_ABOUT THIS EXERCISE_: Say how many of the lines below contain the word "reproduction"; nothing else belongs in the answer.

Collected data:
PR #5145, opened 2026-08-26
Cut the content-free prose the SCR corpus arrived with

### LINKED ISSUE #5140: main is red: prose fails on the merged tree
The post-merge canary tested `main` at `9a6499815` and it is red.

This run did not check `9a6499815`'s parent, so the break may be older —
check on `9a6499815^` and walk back while it still fails.

Failing: **prose**

### `prose`

```

  .claude/hooks/no-full-test-builds.sh [filler-adverb]: 0 allowed, 1 found
      8: [filler-adverb] 'deliberate' -- delete it; state the reason, or state nothing
  docs/scr/SCR-001-no-full-suite-builds.md [filler-adverb]: 0 allowed, 2 found
      40: [filler-adverb] 'deliberate' -- delete it; state the reason, or state nothing
  docs/scr/SCR-005-triage-separation-of-duties.md [honesty-declaration]: 0 allowed, 1 found
      26: [honesty-declaration] 'honest' -- delete it; honesty is assumed -- state the fact
  docs/scr/SCR-005-triage-separation-of-duties.md [rust-jargon]: 0 allowed, 1 found
      19: [rust-jargon] 'Invariant' -- say option (for variant) or rule (for invariant)

```

canary exists (#3332).

### How to fix

```sh
git checkout main && git pull
```

...then, per failing check:

#### `prose`

```sh
#   make prose-report
```

than only CI.

macanderson:
`main` is red on prose (#5140). Five constructions in files that landed with the SCR merges:

```
.claude/hooks/no-full-test-builds.sh          [filler-adverb]      1
docs/scr/SCR-001-no-full-suite-builds.md      [filler-adverb]      2
docs/scr/SCR-005-triage-separation-of-duties  [honesty-declaration] 1
docs/scr/SCR-005-triage-separation-of-duties  [rust-jargon]        1
```

Each is replaced by the thing it was standing in for, rather than deleted outright — which is what the guard asks for (*"delete it; state the reason, or state nothing"*):

- `a deliberate CI reproduction` → one **the maintainer asked for**
- `only when deliberately debugging` → `only when debugging`
- `deliberate, stated` → `a stated`
- `Invariant:` → `The rule:`
- `keeps the backlog ordering honest` → keeps it **true to the work**

## Evidence

```
check-prose   OK — 4173 grandfathered, none added; 25 unit(s) within their header-length ceiling
make guards-fast   exit 0
.claude/hooks/no-full-test-builds.sh   still runs, exit 0
```

No baseline entry touched. Prose-only, so no witness is owed — the guard's verdict is the evidence.

## Worth noting

This is the **second** red `main` from `check-prose` in under an hour, on a different rule each time (#5124 was the density ratchet; this is the phrase list). Both landed the same way: a PR green on its own branch, composing red on merge. #5136 is where the structural fix for the density half is being decided; the phrase half has the same shape — a file added by one PR is invisible to every other PR's prose run until it merges.

Closes #5140

## Summary by Sourcery

Clean up SCR prose violations and standardize the associated documentation metadata while hardening the triage workflow dependency.

Bug Fixes:
- Remove prose patterns that caused the prose guard to fail in SCR-related documentation and hook comments.

Enhancements:
- Normalize Steering Context Record metadata and add the SCR documents and index to the documentation manifest.
- Pin the triage workflow action to an immutable v7 commit reference.

CI:
- Update the triage guard workflow action reference.

Documentation:
- Add front matter and normalized metadata for the Steering Context Records documentation.

### DIFF
--- a/.claude/hooks/no-full-test-builds.sh
+++ b/.claude/hooks/no-full-test-builds.sh
@@ -5,7 +5,7 @@
 # JSON on stdin; exit 2 blocks the call and shows stderr to the agent.
 # This is a teaching guard, not a security boundary — it catches the common
 # full-suite invocations across the org's stacks (the same script ships in
-# every macanderson repo); a deliberate CI reproduction can be phrased
+# every macanderson repo); a CI reproduction the maintainer asked for can be phrased
 # around it, and SCR-001 says to do exactly that out loud.
 set -euo pipefail
 
--- a/.github/workflows/triage-guard.yml
+++ b/.github/workflows/triage-guard.yml
@@ -12,7 +12,7 @@ jobs:
   guard:
     runs-on: ubuntu-latest
     steps:
-      - uses: actions/github-script@v7
+      - uses: actions/github-script@f28e40c7f34bde8b3046d885e986cb6290c5673b # v7
         env:
           # Logins allowed to set P-labels. `macanderson` is the interim
           # triage authority until the dedicated triage-agent identity
--- a/docs/manifest.json
+++ b/docs/manifest.json
@@ -589,6 +589,36 @@
       "status": "implemented",
       "title": "Design: Schema-Aware Code Graph for Zero Schema Drift"
     },
+    "scr-001": {
+      "path": "docs/scr/SCR-001-no-full-suite-builds.md",
+      "status": "living",
+      "title": "Never compile the full test suite in the inner loop"
+    },
+    "scr-002": {
+      "path": "docs/scr/SCR-002-durability-first-architecture.md",
+      "status": "living",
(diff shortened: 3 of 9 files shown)


macanderson:
Superseded by #5148, which is already merged as `9d216b63f`.

#5148 covers the same nine files and additionally repairs the two breaks beyond prose that were holding main red — the SCR frontmatter identities (`doc-links`) and the unpinned `actions/github-script@v7` in `triage-guard.yml` (`action-pins`) — plus the README template, so the next SCR is born valid rather than reproducing the break.

Closing to avoid two branches editing the same nine files. Nothing here is lost.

_TASK RESULT_: 3